§ **What the task asks**
Nothing but the lines from the start of the records below through the line that has "- Still support" should appear, each exactly as given.

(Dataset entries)
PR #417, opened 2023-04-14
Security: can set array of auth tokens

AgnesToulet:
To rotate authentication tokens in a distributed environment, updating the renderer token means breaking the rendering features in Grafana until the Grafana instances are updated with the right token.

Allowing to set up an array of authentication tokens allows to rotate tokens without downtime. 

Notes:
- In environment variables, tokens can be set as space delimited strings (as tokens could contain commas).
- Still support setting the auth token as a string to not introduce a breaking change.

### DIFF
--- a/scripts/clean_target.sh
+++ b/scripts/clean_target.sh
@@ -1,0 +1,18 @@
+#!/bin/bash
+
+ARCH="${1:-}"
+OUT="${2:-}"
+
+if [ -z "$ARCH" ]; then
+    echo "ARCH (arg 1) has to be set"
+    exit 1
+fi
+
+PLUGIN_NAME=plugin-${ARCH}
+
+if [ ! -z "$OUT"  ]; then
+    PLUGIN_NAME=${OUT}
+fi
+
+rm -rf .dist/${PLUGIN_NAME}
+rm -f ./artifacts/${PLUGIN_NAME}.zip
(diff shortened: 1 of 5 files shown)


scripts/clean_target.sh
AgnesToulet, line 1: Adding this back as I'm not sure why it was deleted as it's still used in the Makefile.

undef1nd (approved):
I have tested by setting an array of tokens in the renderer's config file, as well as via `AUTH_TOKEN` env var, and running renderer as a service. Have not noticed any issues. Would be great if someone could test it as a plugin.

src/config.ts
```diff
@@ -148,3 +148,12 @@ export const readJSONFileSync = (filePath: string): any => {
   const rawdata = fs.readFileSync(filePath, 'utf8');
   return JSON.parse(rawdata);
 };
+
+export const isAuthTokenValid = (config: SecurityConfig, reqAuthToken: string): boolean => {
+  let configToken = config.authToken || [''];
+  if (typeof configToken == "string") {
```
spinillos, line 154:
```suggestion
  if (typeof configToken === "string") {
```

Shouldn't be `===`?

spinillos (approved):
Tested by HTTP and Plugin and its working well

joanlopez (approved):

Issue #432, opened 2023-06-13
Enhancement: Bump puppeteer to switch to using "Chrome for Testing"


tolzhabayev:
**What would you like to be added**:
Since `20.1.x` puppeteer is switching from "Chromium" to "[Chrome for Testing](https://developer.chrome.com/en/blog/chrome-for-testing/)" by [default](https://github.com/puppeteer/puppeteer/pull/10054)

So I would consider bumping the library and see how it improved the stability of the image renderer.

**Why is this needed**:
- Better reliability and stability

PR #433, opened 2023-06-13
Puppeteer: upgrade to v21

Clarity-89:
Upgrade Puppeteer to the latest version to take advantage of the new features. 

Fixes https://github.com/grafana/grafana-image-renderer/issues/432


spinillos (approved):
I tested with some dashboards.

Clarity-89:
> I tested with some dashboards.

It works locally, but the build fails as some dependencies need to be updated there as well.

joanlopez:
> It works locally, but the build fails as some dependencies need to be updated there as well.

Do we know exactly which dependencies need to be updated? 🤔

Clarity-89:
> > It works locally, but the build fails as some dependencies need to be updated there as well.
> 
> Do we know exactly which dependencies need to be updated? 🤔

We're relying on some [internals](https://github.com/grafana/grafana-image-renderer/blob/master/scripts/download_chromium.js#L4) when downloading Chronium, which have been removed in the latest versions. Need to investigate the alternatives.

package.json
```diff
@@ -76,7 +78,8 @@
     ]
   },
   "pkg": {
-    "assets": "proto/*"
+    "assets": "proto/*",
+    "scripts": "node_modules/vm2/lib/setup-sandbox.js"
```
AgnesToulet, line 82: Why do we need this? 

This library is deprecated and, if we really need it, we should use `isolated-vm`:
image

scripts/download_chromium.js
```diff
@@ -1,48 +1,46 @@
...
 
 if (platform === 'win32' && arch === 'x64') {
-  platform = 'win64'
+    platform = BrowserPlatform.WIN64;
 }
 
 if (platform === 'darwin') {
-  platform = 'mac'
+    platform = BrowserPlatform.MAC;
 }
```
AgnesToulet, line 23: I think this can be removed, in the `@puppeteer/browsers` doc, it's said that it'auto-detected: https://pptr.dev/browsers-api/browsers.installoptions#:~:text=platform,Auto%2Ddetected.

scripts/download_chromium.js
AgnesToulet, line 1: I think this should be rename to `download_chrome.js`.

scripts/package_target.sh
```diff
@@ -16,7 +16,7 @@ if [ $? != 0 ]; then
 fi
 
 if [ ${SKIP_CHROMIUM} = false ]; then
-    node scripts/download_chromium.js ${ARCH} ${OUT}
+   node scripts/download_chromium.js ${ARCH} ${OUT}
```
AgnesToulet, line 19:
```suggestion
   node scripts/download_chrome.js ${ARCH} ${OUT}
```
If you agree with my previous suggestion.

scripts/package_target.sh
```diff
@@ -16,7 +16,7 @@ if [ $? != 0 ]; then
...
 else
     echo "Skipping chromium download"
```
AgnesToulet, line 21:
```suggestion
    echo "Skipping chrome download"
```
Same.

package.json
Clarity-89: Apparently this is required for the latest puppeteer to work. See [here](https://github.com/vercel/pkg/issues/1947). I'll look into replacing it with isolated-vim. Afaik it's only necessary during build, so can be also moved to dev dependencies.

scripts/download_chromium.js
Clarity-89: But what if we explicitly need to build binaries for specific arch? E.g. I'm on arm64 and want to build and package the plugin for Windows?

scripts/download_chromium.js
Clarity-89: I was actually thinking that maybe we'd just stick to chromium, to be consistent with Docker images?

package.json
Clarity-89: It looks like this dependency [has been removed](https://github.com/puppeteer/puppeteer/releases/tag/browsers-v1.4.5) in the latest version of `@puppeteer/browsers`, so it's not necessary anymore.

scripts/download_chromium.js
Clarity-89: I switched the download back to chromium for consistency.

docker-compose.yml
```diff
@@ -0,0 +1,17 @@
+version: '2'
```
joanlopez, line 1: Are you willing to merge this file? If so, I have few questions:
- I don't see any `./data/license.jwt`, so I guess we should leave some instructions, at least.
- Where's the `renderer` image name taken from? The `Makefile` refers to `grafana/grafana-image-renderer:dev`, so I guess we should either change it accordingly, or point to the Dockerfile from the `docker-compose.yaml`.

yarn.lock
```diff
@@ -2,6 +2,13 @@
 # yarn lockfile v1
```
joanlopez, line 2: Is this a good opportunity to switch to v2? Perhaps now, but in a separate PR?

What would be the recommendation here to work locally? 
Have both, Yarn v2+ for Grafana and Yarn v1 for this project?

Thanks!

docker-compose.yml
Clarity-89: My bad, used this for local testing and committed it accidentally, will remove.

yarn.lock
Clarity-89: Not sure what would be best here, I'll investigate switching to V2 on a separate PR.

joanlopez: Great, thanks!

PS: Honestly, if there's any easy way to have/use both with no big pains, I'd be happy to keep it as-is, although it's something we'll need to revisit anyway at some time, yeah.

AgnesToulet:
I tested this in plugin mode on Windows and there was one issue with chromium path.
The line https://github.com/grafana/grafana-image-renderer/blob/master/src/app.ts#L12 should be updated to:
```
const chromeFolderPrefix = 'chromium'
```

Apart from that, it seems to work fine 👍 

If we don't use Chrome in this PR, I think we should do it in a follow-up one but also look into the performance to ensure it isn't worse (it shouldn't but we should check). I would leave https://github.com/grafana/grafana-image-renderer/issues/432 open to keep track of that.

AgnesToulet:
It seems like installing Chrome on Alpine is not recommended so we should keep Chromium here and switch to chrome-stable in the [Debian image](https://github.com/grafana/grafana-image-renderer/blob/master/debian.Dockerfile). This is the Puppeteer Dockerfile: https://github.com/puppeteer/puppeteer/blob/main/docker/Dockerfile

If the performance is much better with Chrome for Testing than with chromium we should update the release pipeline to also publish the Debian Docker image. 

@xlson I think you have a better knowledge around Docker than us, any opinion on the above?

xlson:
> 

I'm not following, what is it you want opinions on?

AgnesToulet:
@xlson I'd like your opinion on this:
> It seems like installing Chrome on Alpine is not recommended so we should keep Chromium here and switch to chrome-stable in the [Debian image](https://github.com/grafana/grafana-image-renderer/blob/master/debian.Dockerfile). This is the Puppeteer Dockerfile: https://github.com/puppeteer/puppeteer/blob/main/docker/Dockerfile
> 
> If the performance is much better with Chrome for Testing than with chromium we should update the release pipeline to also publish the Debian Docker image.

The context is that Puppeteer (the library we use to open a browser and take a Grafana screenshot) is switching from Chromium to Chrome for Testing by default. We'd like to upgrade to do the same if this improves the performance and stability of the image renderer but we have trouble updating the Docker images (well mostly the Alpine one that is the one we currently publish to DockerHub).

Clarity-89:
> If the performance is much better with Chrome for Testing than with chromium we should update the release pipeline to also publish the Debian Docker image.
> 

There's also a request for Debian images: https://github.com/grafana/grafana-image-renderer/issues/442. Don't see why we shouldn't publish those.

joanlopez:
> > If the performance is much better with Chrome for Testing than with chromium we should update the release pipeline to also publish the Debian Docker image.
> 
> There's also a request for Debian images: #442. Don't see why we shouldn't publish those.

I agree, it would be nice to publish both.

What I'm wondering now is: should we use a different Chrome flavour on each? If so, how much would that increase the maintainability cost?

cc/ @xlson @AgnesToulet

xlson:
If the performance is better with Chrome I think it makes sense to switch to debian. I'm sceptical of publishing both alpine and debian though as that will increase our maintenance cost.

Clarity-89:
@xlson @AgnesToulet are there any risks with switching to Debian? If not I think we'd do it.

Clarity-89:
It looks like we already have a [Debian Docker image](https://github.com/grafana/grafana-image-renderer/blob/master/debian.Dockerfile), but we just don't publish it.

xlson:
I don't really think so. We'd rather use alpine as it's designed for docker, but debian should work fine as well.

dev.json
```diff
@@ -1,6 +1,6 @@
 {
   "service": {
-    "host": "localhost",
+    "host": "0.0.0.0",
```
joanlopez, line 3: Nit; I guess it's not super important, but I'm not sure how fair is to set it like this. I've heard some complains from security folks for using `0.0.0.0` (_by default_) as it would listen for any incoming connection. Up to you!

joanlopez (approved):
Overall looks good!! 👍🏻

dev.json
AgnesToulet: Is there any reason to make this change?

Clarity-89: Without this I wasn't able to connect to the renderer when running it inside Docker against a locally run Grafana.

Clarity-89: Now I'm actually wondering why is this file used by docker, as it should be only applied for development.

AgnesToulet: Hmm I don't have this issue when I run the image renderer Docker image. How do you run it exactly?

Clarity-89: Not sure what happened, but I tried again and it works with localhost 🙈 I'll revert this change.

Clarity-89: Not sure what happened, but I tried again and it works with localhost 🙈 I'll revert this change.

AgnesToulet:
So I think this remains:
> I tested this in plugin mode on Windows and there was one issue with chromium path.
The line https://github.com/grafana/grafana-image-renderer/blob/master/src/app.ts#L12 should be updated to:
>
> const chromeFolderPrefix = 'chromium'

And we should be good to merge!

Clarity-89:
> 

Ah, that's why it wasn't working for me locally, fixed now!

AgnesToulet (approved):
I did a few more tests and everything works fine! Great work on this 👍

§ **Expected answer**
PR #417, opened 2023-04-14
Security: can set array of auth tokens

AgnesToulet:
To rotate authentication tokens in a distributed environment, updating the renderer token means breaking the rendering features in Grafana until the Grafana instances are updated with the right token.

Allowing to set up an array of authentication tokens allows to rotate tokens without downtime. 

Notes:
- In environment variables, tokens can be set as space delimited strings (as tokens could contain commas).
- Still support setting the auth token as a string to not introduce a breaking change.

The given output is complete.